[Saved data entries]
- - - - - - -

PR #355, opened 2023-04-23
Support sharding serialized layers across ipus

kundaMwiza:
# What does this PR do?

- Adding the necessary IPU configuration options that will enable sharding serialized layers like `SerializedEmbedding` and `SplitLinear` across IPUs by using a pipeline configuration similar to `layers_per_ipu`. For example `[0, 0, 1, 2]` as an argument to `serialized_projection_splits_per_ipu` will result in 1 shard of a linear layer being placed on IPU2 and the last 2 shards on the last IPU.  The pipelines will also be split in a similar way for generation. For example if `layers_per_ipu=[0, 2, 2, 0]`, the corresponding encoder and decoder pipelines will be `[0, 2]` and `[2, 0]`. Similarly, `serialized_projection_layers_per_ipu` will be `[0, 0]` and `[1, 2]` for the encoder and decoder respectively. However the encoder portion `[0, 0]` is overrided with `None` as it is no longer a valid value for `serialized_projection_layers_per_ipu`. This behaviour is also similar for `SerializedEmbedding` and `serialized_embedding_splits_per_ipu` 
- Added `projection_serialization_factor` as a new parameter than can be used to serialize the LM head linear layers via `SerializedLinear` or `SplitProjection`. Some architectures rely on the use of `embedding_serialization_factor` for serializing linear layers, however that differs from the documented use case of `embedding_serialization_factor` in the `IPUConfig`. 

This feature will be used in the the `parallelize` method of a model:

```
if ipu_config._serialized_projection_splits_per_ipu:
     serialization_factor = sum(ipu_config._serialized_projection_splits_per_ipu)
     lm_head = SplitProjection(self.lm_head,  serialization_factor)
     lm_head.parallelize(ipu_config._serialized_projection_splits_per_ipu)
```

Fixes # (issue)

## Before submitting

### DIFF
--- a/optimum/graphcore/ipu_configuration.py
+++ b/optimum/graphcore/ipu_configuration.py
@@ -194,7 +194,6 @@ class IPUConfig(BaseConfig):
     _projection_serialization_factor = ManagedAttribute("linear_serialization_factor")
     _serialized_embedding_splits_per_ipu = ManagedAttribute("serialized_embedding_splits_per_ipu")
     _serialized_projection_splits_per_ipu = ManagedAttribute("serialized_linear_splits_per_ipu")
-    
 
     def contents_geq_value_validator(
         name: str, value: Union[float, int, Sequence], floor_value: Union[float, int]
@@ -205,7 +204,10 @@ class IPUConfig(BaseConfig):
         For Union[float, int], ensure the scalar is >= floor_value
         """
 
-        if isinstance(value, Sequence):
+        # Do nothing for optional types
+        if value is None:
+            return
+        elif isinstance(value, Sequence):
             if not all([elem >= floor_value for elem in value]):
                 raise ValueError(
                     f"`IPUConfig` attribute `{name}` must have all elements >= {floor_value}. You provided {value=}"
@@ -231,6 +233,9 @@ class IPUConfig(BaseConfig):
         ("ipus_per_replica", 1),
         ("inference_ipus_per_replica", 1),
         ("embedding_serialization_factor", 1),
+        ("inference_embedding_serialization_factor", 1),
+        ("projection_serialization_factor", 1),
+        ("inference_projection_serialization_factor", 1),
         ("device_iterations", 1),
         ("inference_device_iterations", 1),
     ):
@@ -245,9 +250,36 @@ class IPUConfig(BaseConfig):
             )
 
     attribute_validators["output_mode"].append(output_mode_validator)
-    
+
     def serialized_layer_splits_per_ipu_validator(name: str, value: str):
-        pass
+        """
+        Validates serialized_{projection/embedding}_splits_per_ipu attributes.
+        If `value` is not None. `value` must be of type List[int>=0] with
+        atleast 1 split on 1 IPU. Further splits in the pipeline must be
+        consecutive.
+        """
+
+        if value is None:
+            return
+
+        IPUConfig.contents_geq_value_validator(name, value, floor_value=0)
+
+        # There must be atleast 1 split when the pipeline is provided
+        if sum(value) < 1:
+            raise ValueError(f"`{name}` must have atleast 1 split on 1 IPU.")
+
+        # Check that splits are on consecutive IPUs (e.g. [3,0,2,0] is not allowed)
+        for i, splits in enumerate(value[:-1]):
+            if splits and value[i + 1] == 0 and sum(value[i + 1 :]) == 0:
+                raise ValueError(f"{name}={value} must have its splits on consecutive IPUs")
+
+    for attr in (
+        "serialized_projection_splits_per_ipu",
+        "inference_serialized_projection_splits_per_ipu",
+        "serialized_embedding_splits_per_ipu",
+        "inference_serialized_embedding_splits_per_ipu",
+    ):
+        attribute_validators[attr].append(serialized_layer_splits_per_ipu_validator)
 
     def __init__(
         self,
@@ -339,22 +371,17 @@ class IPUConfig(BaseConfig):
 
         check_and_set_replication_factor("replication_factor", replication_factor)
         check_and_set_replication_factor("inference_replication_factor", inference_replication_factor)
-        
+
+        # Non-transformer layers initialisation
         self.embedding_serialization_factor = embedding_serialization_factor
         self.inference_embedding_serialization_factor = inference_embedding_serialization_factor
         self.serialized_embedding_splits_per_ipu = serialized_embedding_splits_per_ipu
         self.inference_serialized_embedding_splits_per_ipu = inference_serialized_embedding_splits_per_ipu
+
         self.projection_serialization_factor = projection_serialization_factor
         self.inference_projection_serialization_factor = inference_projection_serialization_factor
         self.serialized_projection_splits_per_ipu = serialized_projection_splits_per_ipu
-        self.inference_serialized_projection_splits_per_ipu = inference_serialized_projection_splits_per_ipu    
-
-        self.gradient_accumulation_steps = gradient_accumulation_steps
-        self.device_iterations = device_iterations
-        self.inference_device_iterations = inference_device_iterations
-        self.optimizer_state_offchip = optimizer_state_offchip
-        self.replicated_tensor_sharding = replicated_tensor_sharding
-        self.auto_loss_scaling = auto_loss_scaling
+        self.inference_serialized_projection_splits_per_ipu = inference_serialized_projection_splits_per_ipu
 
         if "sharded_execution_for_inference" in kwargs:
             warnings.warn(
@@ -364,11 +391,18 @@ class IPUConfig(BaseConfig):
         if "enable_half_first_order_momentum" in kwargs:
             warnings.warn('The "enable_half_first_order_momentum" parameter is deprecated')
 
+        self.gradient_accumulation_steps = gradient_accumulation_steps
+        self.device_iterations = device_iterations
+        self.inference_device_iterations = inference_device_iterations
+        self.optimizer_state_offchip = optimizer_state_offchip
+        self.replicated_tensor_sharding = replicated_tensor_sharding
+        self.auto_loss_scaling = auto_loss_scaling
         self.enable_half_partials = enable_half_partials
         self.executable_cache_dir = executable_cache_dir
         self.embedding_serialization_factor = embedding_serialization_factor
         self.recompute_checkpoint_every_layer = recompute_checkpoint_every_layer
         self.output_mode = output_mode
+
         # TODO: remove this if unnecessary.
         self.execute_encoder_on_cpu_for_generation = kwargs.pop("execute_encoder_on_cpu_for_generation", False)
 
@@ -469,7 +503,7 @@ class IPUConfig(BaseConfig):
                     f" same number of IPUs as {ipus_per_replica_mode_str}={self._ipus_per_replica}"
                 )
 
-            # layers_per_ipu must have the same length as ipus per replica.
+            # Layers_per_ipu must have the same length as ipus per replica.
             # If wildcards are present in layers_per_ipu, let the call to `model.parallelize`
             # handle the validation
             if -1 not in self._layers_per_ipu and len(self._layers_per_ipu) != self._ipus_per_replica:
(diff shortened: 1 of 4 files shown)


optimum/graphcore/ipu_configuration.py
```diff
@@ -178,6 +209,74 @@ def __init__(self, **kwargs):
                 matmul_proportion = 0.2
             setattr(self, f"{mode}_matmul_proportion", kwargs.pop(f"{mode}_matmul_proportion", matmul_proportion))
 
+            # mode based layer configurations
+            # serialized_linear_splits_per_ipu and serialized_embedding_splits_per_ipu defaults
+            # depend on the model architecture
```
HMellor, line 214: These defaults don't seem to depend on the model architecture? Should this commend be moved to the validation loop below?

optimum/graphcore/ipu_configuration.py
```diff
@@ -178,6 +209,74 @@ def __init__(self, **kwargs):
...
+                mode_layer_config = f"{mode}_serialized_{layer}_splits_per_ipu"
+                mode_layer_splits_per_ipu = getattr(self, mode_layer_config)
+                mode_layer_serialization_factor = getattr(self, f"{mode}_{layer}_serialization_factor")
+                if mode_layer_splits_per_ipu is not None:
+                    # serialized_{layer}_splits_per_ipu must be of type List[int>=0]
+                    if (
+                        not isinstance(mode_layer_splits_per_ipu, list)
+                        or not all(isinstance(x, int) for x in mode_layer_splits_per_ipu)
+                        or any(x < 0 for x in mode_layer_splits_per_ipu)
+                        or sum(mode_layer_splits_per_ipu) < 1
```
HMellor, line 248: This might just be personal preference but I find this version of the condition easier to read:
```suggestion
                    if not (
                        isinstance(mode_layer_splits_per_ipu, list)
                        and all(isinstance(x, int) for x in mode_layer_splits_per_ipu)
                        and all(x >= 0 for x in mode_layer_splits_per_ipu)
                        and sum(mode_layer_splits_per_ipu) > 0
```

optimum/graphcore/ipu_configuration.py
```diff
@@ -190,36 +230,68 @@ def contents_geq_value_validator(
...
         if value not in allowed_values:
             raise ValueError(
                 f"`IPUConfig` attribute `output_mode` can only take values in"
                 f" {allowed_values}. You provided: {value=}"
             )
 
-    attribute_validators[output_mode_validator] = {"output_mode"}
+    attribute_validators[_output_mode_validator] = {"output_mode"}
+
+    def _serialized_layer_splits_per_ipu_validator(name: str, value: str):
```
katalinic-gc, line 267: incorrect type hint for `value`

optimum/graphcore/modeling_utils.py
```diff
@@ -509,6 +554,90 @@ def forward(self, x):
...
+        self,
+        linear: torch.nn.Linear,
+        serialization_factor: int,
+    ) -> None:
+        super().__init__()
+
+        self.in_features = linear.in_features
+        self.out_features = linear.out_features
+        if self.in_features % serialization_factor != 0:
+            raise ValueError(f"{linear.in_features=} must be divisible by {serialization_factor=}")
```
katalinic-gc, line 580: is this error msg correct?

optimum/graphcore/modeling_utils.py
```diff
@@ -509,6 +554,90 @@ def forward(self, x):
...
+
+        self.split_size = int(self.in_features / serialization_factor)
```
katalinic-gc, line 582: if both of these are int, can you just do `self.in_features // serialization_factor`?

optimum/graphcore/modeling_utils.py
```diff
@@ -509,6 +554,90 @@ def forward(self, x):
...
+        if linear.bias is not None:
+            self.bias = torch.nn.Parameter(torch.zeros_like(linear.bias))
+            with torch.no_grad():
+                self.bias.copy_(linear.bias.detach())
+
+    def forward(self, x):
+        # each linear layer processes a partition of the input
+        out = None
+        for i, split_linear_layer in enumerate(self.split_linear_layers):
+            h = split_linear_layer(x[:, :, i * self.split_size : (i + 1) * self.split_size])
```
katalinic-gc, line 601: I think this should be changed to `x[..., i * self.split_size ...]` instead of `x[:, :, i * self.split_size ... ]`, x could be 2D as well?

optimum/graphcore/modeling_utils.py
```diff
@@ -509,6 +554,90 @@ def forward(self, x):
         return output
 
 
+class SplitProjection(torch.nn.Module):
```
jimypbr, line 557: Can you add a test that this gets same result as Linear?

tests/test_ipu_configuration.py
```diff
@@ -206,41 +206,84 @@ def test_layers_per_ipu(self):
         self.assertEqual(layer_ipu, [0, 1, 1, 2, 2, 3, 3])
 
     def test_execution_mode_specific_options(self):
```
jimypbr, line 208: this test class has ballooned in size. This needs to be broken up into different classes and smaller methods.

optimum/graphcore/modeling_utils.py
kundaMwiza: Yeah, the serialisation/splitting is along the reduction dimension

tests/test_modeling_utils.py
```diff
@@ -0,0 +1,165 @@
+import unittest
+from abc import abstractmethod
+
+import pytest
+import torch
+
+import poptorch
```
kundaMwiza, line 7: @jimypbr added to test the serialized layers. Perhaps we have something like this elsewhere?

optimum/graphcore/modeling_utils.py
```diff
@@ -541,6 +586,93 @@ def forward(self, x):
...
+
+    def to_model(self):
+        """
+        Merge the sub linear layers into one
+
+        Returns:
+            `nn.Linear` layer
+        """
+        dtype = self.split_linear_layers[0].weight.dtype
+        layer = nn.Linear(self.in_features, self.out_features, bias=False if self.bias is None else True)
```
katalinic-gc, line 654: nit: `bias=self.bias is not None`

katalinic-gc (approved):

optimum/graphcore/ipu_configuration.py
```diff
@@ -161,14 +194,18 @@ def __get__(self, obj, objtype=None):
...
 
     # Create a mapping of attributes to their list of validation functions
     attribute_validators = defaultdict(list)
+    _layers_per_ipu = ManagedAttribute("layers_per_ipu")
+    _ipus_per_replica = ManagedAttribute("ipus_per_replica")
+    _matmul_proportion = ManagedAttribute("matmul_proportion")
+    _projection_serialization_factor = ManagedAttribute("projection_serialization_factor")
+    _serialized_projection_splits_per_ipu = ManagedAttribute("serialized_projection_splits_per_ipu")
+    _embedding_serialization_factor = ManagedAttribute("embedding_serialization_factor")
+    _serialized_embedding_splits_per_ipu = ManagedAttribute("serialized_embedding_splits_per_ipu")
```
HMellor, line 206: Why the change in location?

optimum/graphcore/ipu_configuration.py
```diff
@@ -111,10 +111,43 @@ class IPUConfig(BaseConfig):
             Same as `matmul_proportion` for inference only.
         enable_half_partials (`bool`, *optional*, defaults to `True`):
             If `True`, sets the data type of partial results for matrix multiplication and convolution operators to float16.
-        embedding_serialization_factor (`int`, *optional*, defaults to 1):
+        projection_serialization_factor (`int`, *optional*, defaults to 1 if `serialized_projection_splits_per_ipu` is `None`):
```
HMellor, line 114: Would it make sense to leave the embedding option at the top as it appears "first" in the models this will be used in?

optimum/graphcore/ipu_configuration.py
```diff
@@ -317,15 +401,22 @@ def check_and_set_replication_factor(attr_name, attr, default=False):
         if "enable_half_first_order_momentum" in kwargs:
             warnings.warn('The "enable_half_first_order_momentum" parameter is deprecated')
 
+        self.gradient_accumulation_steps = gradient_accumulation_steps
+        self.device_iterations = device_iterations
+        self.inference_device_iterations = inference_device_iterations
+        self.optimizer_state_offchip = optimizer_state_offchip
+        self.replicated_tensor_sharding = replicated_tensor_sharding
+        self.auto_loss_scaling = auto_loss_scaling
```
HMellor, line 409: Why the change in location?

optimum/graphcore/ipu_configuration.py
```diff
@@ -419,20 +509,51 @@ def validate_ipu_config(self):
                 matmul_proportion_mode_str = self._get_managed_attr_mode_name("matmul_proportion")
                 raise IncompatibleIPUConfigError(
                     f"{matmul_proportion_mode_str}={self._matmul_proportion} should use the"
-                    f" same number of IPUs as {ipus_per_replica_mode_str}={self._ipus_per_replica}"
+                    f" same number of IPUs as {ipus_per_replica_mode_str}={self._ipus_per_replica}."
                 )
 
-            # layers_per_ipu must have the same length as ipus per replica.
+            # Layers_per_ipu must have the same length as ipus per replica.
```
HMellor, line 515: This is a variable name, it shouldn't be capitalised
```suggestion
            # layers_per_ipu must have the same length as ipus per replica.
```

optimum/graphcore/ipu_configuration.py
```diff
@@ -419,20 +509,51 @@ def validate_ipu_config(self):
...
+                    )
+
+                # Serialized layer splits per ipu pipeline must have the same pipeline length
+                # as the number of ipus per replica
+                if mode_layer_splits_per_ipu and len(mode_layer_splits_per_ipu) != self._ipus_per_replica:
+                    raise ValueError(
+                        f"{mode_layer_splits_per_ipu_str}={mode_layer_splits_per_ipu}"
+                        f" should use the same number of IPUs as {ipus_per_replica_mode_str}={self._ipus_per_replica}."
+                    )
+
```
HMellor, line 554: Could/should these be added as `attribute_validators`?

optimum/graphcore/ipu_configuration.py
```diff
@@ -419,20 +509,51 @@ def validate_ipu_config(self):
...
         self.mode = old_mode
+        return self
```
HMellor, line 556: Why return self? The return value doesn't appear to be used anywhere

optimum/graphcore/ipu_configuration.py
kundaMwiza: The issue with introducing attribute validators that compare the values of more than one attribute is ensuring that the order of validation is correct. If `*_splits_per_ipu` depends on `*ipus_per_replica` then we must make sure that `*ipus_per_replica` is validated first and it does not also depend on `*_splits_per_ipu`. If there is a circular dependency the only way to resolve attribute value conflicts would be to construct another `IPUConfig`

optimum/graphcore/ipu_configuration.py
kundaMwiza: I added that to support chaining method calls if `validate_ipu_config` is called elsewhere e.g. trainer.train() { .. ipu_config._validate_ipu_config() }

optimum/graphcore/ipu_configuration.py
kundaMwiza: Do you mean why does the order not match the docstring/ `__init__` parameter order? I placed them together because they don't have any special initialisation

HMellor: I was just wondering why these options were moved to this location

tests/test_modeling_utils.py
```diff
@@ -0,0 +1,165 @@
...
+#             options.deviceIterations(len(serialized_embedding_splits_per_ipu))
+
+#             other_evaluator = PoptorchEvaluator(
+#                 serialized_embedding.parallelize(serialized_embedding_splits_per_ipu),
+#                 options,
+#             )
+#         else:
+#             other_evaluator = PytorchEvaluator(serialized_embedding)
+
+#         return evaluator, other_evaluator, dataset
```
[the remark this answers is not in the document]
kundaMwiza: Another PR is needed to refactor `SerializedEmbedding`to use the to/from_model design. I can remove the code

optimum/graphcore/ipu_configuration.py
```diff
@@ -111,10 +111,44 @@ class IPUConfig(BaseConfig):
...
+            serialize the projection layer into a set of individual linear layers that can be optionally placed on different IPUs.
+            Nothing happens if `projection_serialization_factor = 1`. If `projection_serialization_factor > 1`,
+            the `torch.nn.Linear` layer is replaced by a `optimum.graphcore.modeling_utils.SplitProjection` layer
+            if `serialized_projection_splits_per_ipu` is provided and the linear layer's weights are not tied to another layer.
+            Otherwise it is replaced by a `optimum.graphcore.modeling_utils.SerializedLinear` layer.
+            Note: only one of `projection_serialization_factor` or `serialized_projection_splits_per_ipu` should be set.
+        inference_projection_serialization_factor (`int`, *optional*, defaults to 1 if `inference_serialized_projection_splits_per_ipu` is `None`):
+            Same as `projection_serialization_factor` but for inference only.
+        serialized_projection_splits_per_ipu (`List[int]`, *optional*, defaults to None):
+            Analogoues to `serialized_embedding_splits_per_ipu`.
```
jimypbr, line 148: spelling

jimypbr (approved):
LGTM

- - - - - - -

Your job is to print exactly the lines that run from the top of the entries through the line with "# What does this PR do?", and no others.

YOUR SOLUTION
PR #355, opened 2023-04-23
Support sharding serialized layers across ipus

kundaMwiza:
# What does this PR do?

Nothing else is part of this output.